Technology News

  • 7 February 2012, 8:48

Apps 'present job opportunities'

There are promising career opportunities in apps - the services and tools built to run on smartphones, computer tablets and Facebook's online social network - a new study from the US suggests.

The demand for applications for everything ranging from games to quantum physics has created 466,000 jobs in the US since 2007, according to a new analysis from technology trade group TechNet.

The estimate counts 311,000 jobs at companies making the apps and another 155,000 at local merchants who have expanded their workforce in an economic ripple effect caused by increased spending at their businesses.

The study suggests this so-called "app economy" is still in the early stages of a boom driven by the mobile computing and social networking crazes unleashed by Apple's iPhone and Facebook.

"This is a telescope into what the future looks like," said economist Michael Mandel, who put together the report. "This is one part of the economy that is actually expanding and hiring. Once you point people in that direction, they can realign their compass pretty quickly."

App makers were creating jobs even when the overall US unemployment rate climbed as high as 10% in late 2009, Mr Mandel said. That bodes well for even more vigorous growth if the economy can extend a gradual recovery from recession.

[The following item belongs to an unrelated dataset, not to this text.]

PR #4064, opened 2018-10-12
CORDA-2088: Simplified the TestCordapp public API

shamsasari:
The entry point to the API has been simplified to just requireing a list of packages to scan, with sensible defaults provided for the metadata. Because of the wither methods, having parameters for the metadata (with default values) seems unnecessary. Also the ability to scan just individual classes has been made internal, as it seems unlikely app developers would need that level of control when testing their apps.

The app economy began to gear up in 2007, the year that Apple introduced the iPhone and Facebook turned its website into a platform for other programmes designed for its rapidly growing audience.

Now there are more than 500,000 apps available for the iPhone and Apple's iPad tablet. Some are given away free in an attempt to make money from ads, while others are sold by entrepreneurs or major companies.

As its audience has grown from about 58 million users in 2007 to the current 845 million, Facebook has hatched perhaps the most successful apps company so far in Zynga. The San Francisco-based maker of online games such as FarmVille and Words With Friends already employs about 2,800 people and has leased enough office space to hire thousands more over the next few years.

The seeds for even more job growth have been planted by a proliferation of other mobile devices designed to run on operating systems made by Google, Research in Motion and Microsoft. More apps are likely to be coming into homes as more TVs and appliances, including fridges and washing machines, are wired for internet access.